Go through the data below and count every line that has the word "import". Return only the count.

== RECORDS SUPPLIED ==

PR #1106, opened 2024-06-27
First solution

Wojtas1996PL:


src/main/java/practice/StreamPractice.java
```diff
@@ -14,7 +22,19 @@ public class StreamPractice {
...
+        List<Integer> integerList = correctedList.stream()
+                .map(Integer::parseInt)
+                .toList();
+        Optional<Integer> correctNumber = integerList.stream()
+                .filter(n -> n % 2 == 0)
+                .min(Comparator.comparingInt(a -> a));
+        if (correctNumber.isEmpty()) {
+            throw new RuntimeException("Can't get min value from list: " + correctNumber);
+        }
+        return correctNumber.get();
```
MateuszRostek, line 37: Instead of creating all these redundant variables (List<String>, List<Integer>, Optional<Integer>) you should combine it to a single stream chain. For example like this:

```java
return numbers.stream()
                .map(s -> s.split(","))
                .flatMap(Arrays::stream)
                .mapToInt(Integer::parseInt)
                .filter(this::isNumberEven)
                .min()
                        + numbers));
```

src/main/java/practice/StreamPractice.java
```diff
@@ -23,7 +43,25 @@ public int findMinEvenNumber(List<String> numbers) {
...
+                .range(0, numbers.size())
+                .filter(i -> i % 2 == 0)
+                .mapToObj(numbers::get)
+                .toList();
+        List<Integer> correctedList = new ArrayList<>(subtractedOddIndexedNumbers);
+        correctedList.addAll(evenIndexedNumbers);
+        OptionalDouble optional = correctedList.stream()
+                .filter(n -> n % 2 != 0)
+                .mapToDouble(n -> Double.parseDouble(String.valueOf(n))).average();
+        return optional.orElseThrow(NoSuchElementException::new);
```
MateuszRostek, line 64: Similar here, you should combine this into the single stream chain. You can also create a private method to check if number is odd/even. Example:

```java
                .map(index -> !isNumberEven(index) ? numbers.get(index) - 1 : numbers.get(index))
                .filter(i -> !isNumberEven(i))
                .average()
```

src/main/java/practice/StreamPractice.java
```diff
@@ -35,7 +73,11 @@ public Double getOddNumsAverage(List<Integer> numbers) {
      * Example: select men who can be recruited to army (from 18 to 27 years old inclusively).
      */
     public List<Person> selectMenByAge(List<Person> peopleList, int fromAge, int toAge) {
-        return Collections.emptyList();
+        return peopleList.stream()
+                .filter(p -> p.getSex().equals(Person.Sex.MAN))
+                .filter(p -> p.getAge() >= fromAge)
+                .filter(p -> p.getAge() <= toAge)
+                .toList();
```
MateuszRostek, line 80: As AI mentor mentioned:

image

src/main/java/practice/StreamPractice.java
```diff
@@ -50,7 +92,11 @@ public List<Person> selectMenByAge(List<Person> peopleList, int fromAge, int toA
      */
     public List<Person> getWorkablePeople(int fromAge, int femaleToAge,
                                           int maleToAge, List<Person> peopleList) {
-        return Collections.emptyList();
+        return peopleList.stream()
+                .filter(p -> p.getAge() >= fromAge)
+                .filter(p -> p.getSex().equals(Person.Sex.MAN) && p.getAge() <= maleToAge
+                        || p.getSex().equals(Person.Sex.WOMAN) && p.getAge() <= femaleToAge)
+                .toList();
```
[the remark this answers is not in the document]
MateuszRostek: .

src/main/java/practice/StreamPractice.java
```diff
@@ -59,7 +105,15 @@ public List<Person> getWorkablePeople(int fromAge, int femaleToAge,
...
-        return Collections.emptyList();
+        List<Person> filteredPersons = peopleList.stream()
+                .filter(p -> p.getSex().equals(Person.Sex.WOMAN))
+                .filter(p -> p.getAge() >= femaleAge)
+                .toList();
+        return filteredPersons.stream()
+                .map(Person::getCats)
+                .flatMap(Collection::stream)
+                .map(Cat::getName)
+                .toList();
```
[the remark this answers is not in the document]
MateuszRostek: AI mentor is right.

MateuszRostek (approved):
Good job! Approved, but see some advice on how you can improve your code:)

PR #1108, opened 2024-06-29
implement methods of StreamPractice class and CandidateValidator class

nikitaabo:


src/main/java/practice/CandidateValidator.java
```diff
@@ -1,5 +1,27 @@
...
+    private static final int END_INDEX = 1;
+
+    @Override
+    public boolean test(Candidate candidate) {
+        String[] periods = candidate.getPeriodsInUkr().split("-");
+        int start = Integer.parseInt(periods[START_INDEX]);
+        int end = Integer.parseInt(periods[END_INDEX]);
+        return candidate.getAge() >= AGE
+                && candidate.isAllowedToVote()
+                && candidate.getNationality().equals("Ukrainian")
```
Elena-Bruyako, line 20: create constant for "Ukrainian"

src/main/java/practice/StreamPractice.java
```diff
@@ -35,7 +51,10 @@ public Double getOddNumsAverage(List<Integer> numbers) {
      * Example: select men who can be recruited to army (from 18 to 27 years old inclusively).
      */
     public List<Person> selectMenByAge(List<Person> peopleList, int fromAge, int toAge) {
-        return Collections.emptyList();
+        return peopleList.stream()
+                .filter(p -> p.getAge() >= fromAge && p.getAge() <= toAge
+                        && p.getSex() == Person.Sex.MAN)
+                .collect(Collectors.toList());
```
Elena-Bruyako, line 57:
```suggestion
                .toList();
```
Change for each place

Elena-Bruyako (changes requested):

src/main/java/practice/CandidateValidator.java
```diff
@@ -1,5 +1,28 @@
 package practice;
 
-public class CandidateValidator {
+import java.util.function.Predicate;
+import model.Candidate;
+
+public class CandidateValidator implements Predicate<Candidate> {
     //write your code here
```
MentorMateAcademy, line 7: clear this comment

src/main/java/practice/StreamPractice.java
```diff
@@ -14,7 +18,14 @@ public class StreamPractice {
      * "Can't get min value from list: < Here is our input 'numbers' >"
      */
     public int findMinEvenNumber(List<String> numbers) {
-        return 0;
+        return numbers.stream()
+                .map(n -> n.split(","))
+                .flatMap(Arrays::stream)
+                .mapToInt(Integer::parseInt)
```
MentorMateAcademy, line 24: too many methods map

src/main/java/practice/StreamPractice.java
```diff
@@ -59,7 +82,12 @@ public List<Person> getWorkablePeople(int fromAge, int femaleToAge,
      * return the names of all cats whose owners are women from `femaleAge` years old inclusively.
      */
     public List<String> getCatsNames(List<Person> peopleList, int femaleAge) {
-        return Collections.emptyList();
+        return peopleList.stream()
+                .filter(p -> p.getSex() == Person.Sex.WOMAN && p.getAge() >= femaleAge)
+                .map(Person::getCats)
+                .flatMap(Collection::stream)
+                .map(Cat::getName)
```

===

-- EXERCISE ANSWER --
2